[Exercise goal]:
Every entry should be reproduced word for word.

[Records for this exercise]:

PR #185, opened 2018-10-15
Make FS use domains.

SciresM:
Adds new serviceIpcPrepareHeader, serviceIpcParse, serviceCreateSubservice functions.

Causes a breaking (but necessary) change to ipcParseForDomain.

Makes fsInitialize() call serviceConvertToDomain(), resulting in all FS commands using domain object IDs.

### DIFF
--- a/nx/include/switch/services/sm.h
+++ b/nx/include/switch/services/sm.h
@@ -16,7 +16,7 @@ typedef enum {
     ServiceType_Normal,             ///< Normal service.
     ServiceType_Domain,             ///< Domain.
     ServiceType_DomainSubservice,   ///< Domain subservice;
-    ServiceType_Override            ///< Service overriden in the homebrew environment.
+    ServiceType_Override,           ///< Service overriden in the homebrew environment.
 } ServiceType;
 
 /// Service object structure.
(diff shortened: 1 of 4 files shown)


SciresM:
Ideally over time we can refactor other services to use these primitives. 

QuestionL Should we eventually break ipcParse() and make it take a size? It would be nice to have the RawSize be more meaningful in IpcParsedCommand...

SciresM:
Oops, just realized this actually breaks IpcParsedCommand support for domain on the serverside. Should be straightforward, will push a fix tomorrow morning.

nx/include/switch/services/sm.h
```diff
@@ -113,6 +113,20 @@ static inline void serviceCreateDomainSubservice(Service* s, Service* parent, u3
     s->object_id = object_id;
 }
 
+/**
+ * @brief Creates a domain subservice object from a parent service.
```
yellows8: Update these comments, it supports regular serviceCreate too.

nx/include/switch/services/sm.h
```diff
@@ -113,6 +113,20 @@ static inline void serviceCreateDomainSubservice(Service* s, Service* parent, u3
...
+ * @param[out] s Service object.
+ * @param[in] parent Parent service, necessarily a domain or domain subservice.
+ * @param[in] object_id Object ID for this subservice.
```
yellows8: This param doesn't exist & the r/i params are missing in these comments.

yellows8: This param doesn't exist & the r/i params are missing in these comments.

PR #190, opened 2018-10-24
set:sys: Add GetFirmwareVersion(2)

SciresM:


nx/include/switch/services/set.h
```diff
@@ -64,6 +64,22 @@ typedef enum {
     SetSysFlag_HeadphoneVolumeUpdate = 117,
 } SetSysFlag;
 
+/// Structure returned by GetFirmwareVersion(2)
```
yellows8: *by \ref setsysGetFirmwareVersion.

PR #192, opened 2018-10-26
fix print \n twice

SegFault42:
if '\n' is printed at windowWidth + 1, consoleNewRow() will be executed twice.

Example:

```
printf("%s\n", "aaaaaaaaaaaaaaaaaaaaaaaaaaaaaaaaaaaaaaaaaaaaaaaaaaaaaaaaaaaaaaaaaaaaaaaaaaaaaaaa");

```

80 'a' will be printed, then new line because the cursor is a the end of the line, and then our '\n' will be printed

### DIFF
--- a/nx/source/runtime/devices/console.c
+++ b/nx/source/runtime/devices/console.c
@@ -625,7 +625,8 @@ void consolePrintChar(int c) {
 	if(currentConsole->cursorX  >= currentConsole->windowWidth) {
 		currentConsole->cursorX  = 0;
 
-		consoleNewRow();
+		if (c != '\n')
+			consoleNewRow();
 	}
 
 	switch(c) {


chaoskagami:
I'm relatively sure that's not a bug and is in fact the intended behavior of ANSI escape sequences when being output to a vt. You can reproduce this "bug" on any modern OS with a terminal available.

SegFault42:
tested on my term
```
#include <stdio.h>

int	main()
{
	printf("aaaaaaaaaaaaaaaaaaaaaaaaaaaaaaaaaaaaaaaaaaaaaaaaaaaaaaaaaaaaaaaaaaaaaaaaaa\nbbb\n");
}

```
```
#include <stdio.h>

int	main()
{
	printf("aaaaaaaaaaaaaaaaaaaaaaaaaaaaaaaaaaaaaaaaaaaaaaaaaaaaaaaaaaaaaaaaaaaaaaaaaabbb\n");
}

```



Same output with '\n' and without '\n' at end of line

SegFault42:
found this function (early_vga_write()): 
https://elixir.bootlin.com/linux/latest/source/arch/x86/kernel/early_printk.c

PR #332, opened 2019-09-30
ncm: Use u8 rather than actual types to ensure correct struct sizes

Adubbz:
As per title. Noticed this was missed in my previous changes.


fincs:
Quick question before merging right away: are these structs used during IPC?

[Your response]:
PR #185, opened 2018-10-15
Make FS use domains.

SciresM:
Adds new serviceIpcPrepareHeader, serviceIpcParse, serviceCreateSubservice functions.

Causes a breaking (but necessary) change to ipcParseForDomain.

Makes fsInitialize() call serviceConvertToDomain(), resulting in all FS commands using domain object IDs.

### DIFF
--- a/nx/include/switch/services/sm.h
+++ b/nx/include/switch/services/sm.h
@@ -16,7 +16,7 @@ typedef enum {
     ServiceType_Normal,             ///< Normal service.
     ServiceType_Domain,             ///< Domain.
     ServiceType_DomainSubservice,   ///< Domain subservice;
-    ServiceType_Override            ///< Service overriden in the homebrew environment.
+    ServiceType_Override,           ///< Service overriden in the homebrew environment.
 } ServiceType;
 
 /// Service object structure.
(diff shortened: 1 of 4 files shown)


SciresM:
Ideally over time we can refactor other services to use these primitives. 

QuestionL Should we eventually break ipcParse() and make it take a size? It would be nice to have the RawSize be more meaningful in IpcParsedCommand...

SciresM:
Oops, just realized this actually breaks IpcParsedCommand support for domain on the serverside. Should be straightforward, will push a fix tomorrow morning.

nx/include/switch/services/sm.h
```diff
@@ -113,6 +113,20 @@ static inline void serviceCreateDomainSubservice(Service* s, Service* parent, u3
     s->object_id = object_id;
 }
 
+/**
+ * @brief Creates a domain subservice object from a parent service.
```
yellows8: Update these comments, it supports regular serviceCreate too.

nx/include/switch/services/sm.h
```diff
@@ -113,6 +113,20 @@ static inline void serviceCreateDomainSubservice(Service* s, Service* parent, u3
...
+ * @param[out] s Service object.
+ * @param[in] parent Parent service, necessarily a domain or domain subservice.
+ * @param[in] object_id Object ID for this subservice.
```
yellows8: This param doesn't exist & the r/i params are missing in these comments.

yellows8: This param doesn't exist & the r/i params are missing in these comments.

PR #190, opened 2018-10-24
set:sys: Add GetFirmwareVersion(2)

SciresM:


nx/include/switch/services/set.h
```diff
@@ -64,6 +64,22 @@ typedef enum {
     SetSysFlag_HeadphoneVolumeUpdate = 117,
 } SetSysFlag;
 
+/// Structure returned by GetFirmwareVersion(2)
```
yellows8: *by \ref setsysGetFirmwareVersion.

PR #192, opened 2018-10-26
fix print \n twice

SegFault42:
if '\n' is printed at windowWidth + 1, consoleNewRow() will be executed twice.

Example:

```
printf("%s\n", "aaaaaaaaaaaaaaaaaaaaaaaaaaaaaaaaaaaaaaaaaaaaaaaaaaaaaaaaaaaaaaaaaaaaaaaaaaaaaaaa");

```

80 'a' will be printed, then new line because the cursor is a the end of the line, and then our '\n' will be printed

### DIFF
--- a/nx/source/runtime/devices/console.c
+++ b/nx/source/runtime/devices/console.c
@@ -625,7 +625,8 @@ void consolePrintChar(int c) {
 	if(currentConsole->cursorX  >= currentConsole->windowWidth) {
 		currentConsole->cursorX  = 0;
 
-		consoleNewRow();
+		if (c != '\n')
+			consoleNewRow();
 	}
 
 	switch(c) {


chaoskagami:
I'm relatively sure that's not a bug and is in fact the intended behavior of ANSI escape sequences when being output to a vt. You can reproduce this "bug" on any modern OS with a terminal available.

SegFault42:
tested on my term
```
#include <stdio.h>

int	main()
{
	printf("aaaaaaaaaaaaaaaaaaaaaaaaaaaaaaaaaaaaaaaaaaaaaaaaaaaaaaaaaaaaaaaaaaaaaaaaaa\nbbb\n");
}

```
```
#include <stdio.h>

int	main()
{
	printf("aaaaaaaaaaaaaaaaaaaaaaaaaaaaaaaaaaaaaaaaaaaaaaaaaaaaaaaaaaaaaaaaaaaaaaaaaabbb\n");
}

```



Same output with '\n' and without '\n' at end of line

SegFault42:
found this function (early_vga_write()): 
https://elixir.bootlin.com/linux/latest/source/arch/x86/kernel/early_printk.c

PR #332, opened 2019-09-30
ncm: Use u8 rather than actual types to ensure correct struct sizes

Adubbz:
As per title. Noticed this was missed in my previous changes.


fincs:
Quick question before merging right away: are these structs used during IPC?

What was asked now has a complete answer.